# MATERIALS PROVIDED
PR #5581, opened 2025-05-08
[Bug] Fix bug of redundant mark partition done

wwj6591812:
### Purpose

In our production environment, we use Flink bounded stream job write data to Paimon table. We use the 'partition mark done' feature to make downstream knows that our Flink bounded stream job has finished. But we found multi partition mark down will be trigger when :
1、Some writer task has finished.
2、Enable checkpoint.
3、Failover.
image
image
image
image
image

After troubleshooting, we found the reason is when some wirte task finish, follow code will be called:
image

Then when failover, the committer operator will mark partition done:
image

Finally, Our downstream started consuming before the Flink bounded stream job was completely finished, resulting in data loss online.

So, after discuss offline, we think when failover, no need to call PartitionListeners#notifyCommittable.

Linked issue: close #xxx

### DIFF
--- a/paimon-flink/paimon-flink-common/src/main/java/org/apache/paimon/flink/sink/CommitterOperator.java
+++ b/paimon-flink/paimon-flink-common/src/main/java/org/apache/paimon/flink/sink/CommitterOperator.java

---

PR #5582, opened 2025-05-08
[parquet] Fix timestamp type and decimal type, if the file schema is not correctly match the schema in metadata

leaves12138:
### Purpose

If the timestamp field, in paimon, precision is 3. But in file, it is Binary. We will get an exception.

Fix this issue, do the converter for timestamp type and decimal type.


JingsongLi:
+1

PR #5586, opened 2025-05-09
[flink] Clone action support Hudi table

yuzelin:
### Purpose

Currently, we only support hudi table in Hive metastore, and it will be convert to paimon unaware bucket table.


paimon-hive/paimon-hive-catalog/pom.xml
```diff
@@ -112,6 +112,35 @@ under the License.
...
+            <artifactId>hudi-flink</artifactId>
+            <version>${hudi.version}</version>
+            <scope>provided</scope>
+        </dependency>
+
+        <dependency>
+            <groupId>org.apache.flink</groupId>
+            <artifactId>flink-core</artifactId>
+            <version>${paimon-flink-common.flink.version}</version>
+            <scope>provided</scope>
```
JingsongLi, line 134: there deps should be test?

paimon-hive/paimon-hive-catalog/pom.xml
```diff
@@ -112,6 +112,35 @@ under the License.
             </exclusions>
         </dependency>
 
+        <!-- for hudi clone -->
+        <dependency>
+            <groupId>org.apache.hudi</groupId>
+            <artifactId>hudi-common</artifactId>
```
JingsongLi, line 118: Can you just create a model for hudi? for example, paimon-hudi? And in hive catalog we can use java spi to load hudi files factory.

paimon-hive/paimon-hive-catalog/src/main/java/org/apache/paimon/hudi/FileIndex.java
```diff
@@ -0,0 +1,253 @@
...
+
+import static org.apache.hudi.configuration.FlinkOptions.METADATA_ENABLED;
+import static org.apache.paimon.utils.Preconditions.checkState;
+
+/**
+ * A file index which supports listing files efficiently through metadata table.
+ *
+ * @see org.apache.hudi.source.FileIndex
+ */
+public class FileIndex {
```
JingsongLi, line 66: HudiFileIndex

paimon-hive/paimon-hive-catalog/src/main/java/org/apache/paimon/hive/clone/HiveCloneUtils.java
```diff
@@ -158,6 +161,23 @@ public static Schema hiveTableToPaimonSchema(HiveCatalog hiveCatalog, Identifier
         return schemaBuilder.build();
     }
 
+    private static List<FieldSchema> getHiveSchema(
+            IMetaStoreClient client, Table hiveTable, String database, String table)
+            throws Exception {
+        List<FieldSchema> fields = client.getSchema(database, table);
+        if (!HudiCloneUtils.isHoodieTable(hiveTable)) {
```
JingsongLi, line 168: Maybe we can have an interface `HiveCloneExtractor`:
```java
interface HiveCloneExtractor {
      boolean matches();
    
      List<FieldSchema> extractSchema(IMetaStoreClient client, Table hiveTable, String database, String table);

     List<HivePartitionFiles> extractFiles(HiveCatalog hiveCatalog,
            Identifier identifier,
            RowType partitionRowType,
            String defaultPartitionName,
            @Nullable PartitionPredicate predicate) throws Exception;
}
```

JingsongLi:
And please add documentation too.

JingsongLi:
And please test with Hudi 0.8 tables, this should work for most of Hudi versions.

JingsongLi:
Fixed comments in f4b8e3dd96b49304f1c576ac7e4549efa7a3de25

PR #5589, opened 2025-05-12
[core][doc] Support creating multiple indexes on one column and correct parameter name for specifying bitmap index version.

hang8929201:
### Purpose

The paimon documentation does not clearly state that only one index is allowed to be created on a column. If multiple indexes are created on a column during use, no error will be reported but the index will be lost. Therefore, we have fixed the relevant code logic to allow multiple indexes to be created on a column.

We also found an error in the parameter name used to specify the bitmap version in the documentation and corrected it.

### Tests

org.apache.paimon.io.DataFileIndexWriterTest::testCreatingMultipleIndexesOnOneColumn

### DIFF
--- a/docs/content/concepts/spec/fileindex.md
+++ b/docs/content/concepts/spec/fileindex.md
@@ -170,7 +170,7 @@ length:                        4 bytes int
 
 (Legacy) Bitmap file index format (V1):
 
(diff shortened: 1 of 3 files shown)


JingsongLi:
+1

# PROBLEM TO WORK ON
Above are the entries; copy out every line among them that contains the word "stream".

# ANSWER SECTION
In our production environment, we use Flink bounded stream job write data to Paimon table. We use the 'partition mark done' feature to make downstream knows that our Flink bounded stream job has finished. But we found multi partition mark down will be trigger when :
Finally, Our downstream started consuming before the Flink bounded stream job was completely finished, resulting in data loss online.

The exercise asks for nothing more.